Definitely not in the same boat as you, but I know what it's like to be concerned for our Vs.


----------



## Crazy Kian (Aug 10, 2009)

Gunnr, keep us posted on how it goes.


----------



## Mercutio (Jan 18, 2010)

I can imagine it would be pretty disturbing to have your V just get up quietly in the morning and not explode into the new day.

Hopefully your vet finds something that is easily fixed and she is back to normal amounts of madness in no time.


----------



## sarahaf (Aug 17, 2009)

Absolutely we understand! You have my sympathy for your anxiety, and well wishes for Gunnr. It would be so much easier if they had words to tell us what was wrong.


----------



## gunnr (Aug 14, 2009)

Thanks for the kind words folks.
Turns out that Gunnr _*broke her tail !*_ I didn't even know that they could do that without catching it in a door or something. Technically,she fractured one of the bones in her tail, so she gets to take Metacam for a few days, and it will have to heal on it's own.

I think she did it climbing around in the cord wood pile going after chipmunks, or small birds. What a hammerhead !Oh well, at least she won't have to wear an e-collar.


----------



## Mercutio (Jan 18, 2010)

Glad its an easy fix!

I imagine it would hurt though poor girl.


----------



## Kimm992 (Apr 20, 2010)

Ouch! Glad it's nothing too serious! Hope she's back to her regular self soon!


----------



## Islander (May 2, 2009)

Here's to quick healing.... sure hope it doesn't affect her ability to do the Vizsla Wiggle!


----------



## Lucy Vizsla (May 19, 2008)

My youngest pup did that and used the Metacam and it worked great!

Just remember it might look ok after a few days/weeks, but she needs to take it easy. My pup re-hurt her tail about a 1 month later.

I am glad to hear she is ok!


----------



## gunnr (Aug 14, 2009)

Gunnr is pretty much back to her usual self, but every now and then she gets excited and starts wiggling around and has to stop and sit down really quick due to her tail. It's just going to take some time.


----------



## Lisa (Feb 18, 2009)

Oh poor girl. How do you tell a Vizsla not to wiggle?


----------



## kathleenleff (Feb 17, 2010)

Glad to hear Gunnr is on the mend. Is her tail still strait? How hard it must be not to wag.


----------



## sarahaf (Aug 17, 2009)

Good news! I sort of thought it must be a tail issue when you mentioned your wife noticed her having a hard time w/ it being touched. I hoped that was the issue because I assumed it would be painful but not a threat to the dog.

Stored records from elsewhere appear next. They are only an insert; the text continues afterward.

PR #810, opened 2015-11-11
WIP - DO NOT MERGE

jcantrill:
@fbricon @adietish  Please take an initial look.  Things that need to be addressed:
* Had to keep reference in the manager in order to be able to fire connection changed events
** Seems this could get out of sync with the 'cache' that is kept by OpenShiftExplorerContentProvider
* Does it need functionality to enable/disable watches or start/stop? If so, where is this?
* Do we need an overlay to distinguish manual refresh vs an existing watch?
* The refresh is choppy when you add or delete.  We have this same problem with refresh, but it would be nice if the node didnt collapse and expand
* I think I saw cases where the server indicated a completed build but I didnt see that refresh in eclipse.  Something to think about


plugins/org.jboss.tools.openshift.core/src/org/jboss/tools/openshift/internal/core/WatchManager.java
```diff
@@ -0,0 +1,121 @@
...
+public class WatchManager {
+
+	private static final Collection<String> WATCH_KINDS = Arrays.asList(ResourceKind.BUILD, ResourceKind.POD);
+	private static final String DELIMITER = "|";
+	private static WatchManager instance;
+	private static final Logger LOGGER = LoggerFactory.getLogger(WatchManager.class);
+	
+	private Map<String, IWatcher> watches = Collections.synchronizedMap(new HashMap<>());
+
+	public static WatchManager getInstance() {
```
fbricon: either use `synchronized` or better, the Initialization On Demand Holder pattern : http://blog.crazybob.org/2007/01/lazy-loading-singletons.html

plugins/org.jboss.tools.openshift.core/src/org/jboss/tools/openshift/internal/core/WatchManager.java
```diff
@@ -0,0 +1,121 @@
...
+		public void received(IResource resource, ChangeType change) {
+			LOGGER.debug("Watch received change '{}' for {}", change, resource.toJson());
+			IResource newItem = null;
+			IResource oldItem = null;
+			switch(change) {
+			case ADDED:
+				resources.add(resource);
+				newItem = resource;
+				break;
+			case DELETED:
```
fbricon: better check resources contains the resource in the 1st place. Unlikely to happen but if it does then, bam, indexoutofboundexception in your face

fbricon:
So, I *think*, from a UX perspective, having the resources being watched by default would be expected. I'd be great if the user didn't have to worry about having to trigger watching or not.
That means that whenever the connection is live, resources would be automatically watched.

Now this might prove difficult (I don't know) to implement/setup. Anyway, there may be cases when watching can not be done automatically, thus a user'd have to trigger it manually. In that case, I think an overlay (like an eye) on watched resources could be a good idea. If a resource is being watched, then add a menu to stop watching, else to start watching

plugins/org.jboss.tools.openshift.core/src/org/jboss/tools/openshift/internal/core/WatchManager.java
```diff
@@ -0,0 +1,121 @@
...
+		}
+		@Override
+		public void connected() {
+			LOGGER.debug("The watch connected to OpenShift connection {}", conn.toString());
+		}
+
+		@Override
+		public void disconnected() {
+			LOGGER.debug("The watch disconnected to OpenShift connection {}", conn.toString());
+			IWatcher watcher = watches.remove(key);
```
fbricon: sometimes returns null, causes NPE next line

plugins/org.jboss.tools.openshift.core/src/org/jboss/tools/openshift/internal/core/WatchManager.java
```diff
@@ -0,0 +1,121 @@
...
+			watcher.stop();
+		}
+
+		@Override
+		public void error(Throwable err) {
+			LOGGER.error("There was an error watching connection {}",err, conn.toString());
+			IWatcher watcher = watches.remove(key);
```
fbricon: sometimes returns null, causes NPE next line

plugins/org.jboss.tools.openshift.core/src/org/jboss/tools/openshift/internal/core/WatchManager.java
```diff
@@ -0,0 +1,121 @@
...
+			switch(change) {
+			case ADDED:
+				resources.add(resource);
+				newItem = resource;
+				break;
+			case DELETED:
+				oldItem = resources.remove(resources.indexOf(resource));
+				break;
+			case MODIFIED:
+				oldItem = resources.remove(resources.indexOf(resource));
```
fbricon: what happens if oldItem is null?

jcantrill:
@fbricon I think watch when opening a connection would be ideal as well, but I have concerns about the cases of a user who has a large number of projects.  Ideally we could selectively allow a user to start or stop project watches.  That will need to be an enhancement and probably require a project overlay of some kind to properly indicate whats going on.

cc @adietish @maxandersen  review at your first opportunity.

jcantrill:
Updated to use job.schedule instead of sleep

plugins/org.jboss.tools.openshift.core/src/org/jboss/tools/openshift/internal/core/WatchManager.java
```diff
@@ -0,0 +1,227 @@
...
+		}
+
+		@Override
+		public void error(Throwable err) {
+			OpenShiftCoreActivator.logWarning("Reconnecting. There was an error watching connection " + conn.toString(), err);
+			restart();
+		}
+		
+		private synchronized void restart() {
+			if(state.get() == State.DISCONNECTED) {
```
adietish: any chance a job gets into disconnected state other than your set further below?

PR #818, opened 2015-11-20
JBIDE-21116 - openshift server adapter doesn't need or benefit from 

robstryker:
JBIDE-21116 - openshift server adapter doesn't need or benefit from xml / fileset enhancements

### DIFF
--- a/plugins/org.jboss.tools.openshift.express.core/src/org/jboss/tools/openshift/express/internal/core/server/OpenShiftServerExtendedProperties.java
+++ b/plugins/org.jboss.tools.openshift.express.core/src/org/jboss/tools/openshift/express/internal/core/server/OpenShiftServerExtendedProperties.java
@@ -24,6 +24,10 @@ public class OpenShiftServerExtendedProperties extends ServerExtendedProperties 
 		super(adaptable);
 	}
 	
+	public boolean allowConvenienceEnhancements() {
+		return false;
+	}
+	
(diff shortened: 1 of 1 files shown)


plugins/org.jboss.tools.openshift.express.core/src/org/jboss/tools/openshift/express/internal/core/server/OpenShiftServerExtendedProperties.java
```diff
@@ -24,6 +24,10 @@ public OpenShiftServerExtendedProperties(IAdaptable adaptable) {
 		super(adaptable);
 	}
 	
+	public boolean allowConvenienceEnhancements() {
```
maxandersen: what does 'convenienceEnhancements" mean ? is that really our name for XML and File features ?

robstryker: Yes, that is really our name for it.  Server Extended Properties was never really meant to be external API. In reality this method shouldnt even be on the extended properties because its more of a UI customization and has nothing to do with the server itself specifically. This method was only added to allow others who DID add an extended-properties to THEN opt out of the fileset/xpaths (seemingly a long time ago actually). 

But yeah, thats the name.

PR #819, opened 2015-11-25
JBIDE-20990 - Introduction of CDK adapter,

robstryker:
with integration to openshift v3 and docker.
Details below:

Renamed Plugin

Added runtime detection

Move startup and shutdown logic into subsystem controllers

Added launch tab group and streamlined some of the startup code to more properly fit a user-friendly paradigm

Bug in Vagrant poller when Vagrantfile is configured to expect credentials via environment variables but server adapter is configured for terminal to prompt for credentials over TTY

Current logic overwrote environment map entirely rather than just the two properties we'd like to add

Lots of cleanup:
  allow cdk server to use new credential framework,
  provide support for virtualbox 'poweroff' state instead of just 'shutoff'

Add a warning alerting users that passwords may not be shown in launch tabs

Fix server adapter to handle changes in credential  model

Add listener for server state change to add an openshift connection if applicable

added warnigns if credentials are missing
added credential composite to wizard fragment
made sure widget enablement in server editor is correct

Isolate code for external launch
add support for adbinfo

Integration with docker


fbricon:
Merged in master

PR #820, opened 2015-11-25
JBIDE-20990 - Introduction of CDK adapter,

robstryker:
with integration to openshift v3 and docker.
Details below:

Renamed Plugin

Added runtime detection

Move startup and shutdown logic into subsystem controllers

Added launch tab group and streamlined some of the startup code to more properly fit a user-friendly paradigm

Bug in Vagrant poller when Vagrantfile is configured to expect credentials via environment variables but server adapter is configured for terminal to prompt for credentials over TTY

Current logic overwrote environment map entirely rather than just the two properties we'd like to add

Lots of cleanup:
  allow cdk server to use new credential framework,
  provide support for virtualbox 'poweroff' state instead of just 'shutoff'

Add a warning alerting users that passwords may not be shown in launch tabs

Fix server adapter to handle changes in credential  model

Add listener for server state change to add an openshift connection if applicable

added warnigns if credentials are missing
added credential composite to wizard fragment
made sure widget enablement in server editor is correct

Isolate code for external launch
add support for adbinfo

Integration with docker

Adding feature, updating category xml, etc


plugins/org.jboss.tools.openshift.egit.ui/src/org/jboss/tools/openshift/egit/ui/util/EGitUIUtils.java
```diff
@@ -43,7 +43,7 @@ public void execute(Repository repository, IProgressMonitor monitor) throws Core
 	};
 	
 	public static String getEGitDefaultRepositoryPath() {
-		return Activator.getDefault().getPreferenceStore().getString(UIPreferences.DEFAULT_REPO_DIR);
+		return RepositoryUtil.getDefaultRepositoryDir();
```
fbricon: this doesn't compile in 4.3.x. How come that change managed to creep here?

fbricon:
Merged in 4.3.x

plugins/org.jboss.tools.openshift.cdk.server/src/org/jboss/tools/openshift/cdk/server/core/internal/listeners/ConfigureDependentFrameworksListener.java
```diff
@@ -0,0 +1,212 @@
...
+	
+	private ADBInfo loadADBInfo(IServer server) {
+		try {
+			ILaunchConfigurationWorkingCopy wc = new CDKLaunchConfigUtility().
+					createExternalToolsLaunchConfig(server, "adbinfo", server.getName() + " adbinfo");
+			ILaunch launch2 = wc.launch("run", new NullProgressMonitor());
+			final IProcess[] processes = launch2.getProcesses();
+			IStreamMonitor mon = processes[0].getStreamsProxy().getOutputStreamMonitor();
+			final ArrayList<String> lines = new ArrayList<String>();
+			mon.addListener(new IStreamListener() {
```
scabanovich: Is it guaranteed that text is always appended in complete lines? Maybe it makes sense to check if appended text ends with line separator, and also split text to lines to add all true lines into the array at this moment. If text does not end with line separator, then the last line is not complete, it should be saved into a temporary string and concatenated with first line in the next contribution.
Or, to make things simple and safe, all text contributions may be added to StringBuilder rather than to List.

plugins/org.jboss.tools.openshift.cdk.server/src/org/jboss/tools/openshift/cdk/server/core/internal/listeners/ConfigureDependentFrameworksListener.java
```diff
@@ -0,0 +1,212 @@
...
+			HashMap<String,String> env = new HashMap<String,String>();
+			Iterator<String> lineIterator = lines.iterator();
+			while(lineIterator.hasNext()) {
+				String oneAppend = lineIterator.next();
+				String[] allAppends = oneAppend.split("\n");
+				for( int i = 0; i < allAppends.length; i++ ) {
+					if( allAppends[i].trim().startsWith("export ")) {
+						int eq = allAppends[i].indexOf("=");
+						if( eq != -1 ) {
+							String k = allAppends[i].substring("export ".length(), eq);
```
scabanovich: Check above calls trim() but key extraction does not. Both should either to call trim() or not do it.

plugins/org.jboss.tools.openshift.cdk.server/src/org/jboss/tools/openshift/cdk/server/core/internal/listeners/ConfigureDependentFrameworksListener.java
scabanovich: Imho, by the time when a listener is added to the monitor, there may be some output in it already, that can be obtained as IStreamMonitor.getContents().

PR #828, opened 2015-12-02
Update CDK server icon

robstryker:


plugins/org.jboss.tools.openshift.cdk.server/build.properties
```diff
@@ -12,4 +12,5 @@ bin.includes = META-INF/,\
                about.properties,\
                jboss_about.png,\
                pom.xml,\
-               .
+               .,\
```
fbricon: this is not necessary anymore, see previous commit

PR #900, opened 2016-01-14
[JBIDE-21429] Initial support for LiveReload

fbricon:
This initial support is pretty hacky. The LiveReload command requires IServerModules (that wraps an IServer and an IModule) to determine the host to proxy and the url to open
Current implementation of OpenShift server adapter doesn't contain any IModule, so we provide a stub IModule implementation, even though IModules should be created via IModuleFactories and never be implemented directly.


fbricon:
Applied in master / 4.3.x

But yeah, I don't imagine Rosie could help herself from wiggling, no matter how painful.


----------



## DixiesMom (Feb 5, 2009)

Gunnr, so glad to hear that your girl will be ok...sorry for the slow response, I have been out of the country for the past week and I am trying to catch up on all of my message boards, facebook, emails while trying to work.


Poor little Wiggle Butt!!


----------



## gunnr (Aug 14, 2009)

To All

Gunnr is pretty much back to her normal self. Occasionally she'll brush her tail against something just right and it will bother her. She'll scoot real quick like a waterbug and sit down when this happens. 
Tika nosed her tail last nite and they had a little "discussion", but were back to laying down in a few moments.

Gunnr isn't really a typical wiggle butt Vizlsa, she's more of a whirling dancer type of girl. Tika on the other hand is most defintely a little wiggle butt.

Now I just got to get Gunnr to teach Tika to use the automatic waterer I installed yesterday and life will be grand.


----------



## Mischa (Feb 17, 2010)

I'm so happy to hear that Gunnr's back to being perfect!

I forgot to ask earlier, but I was wondering if her tail was/is docked?


----------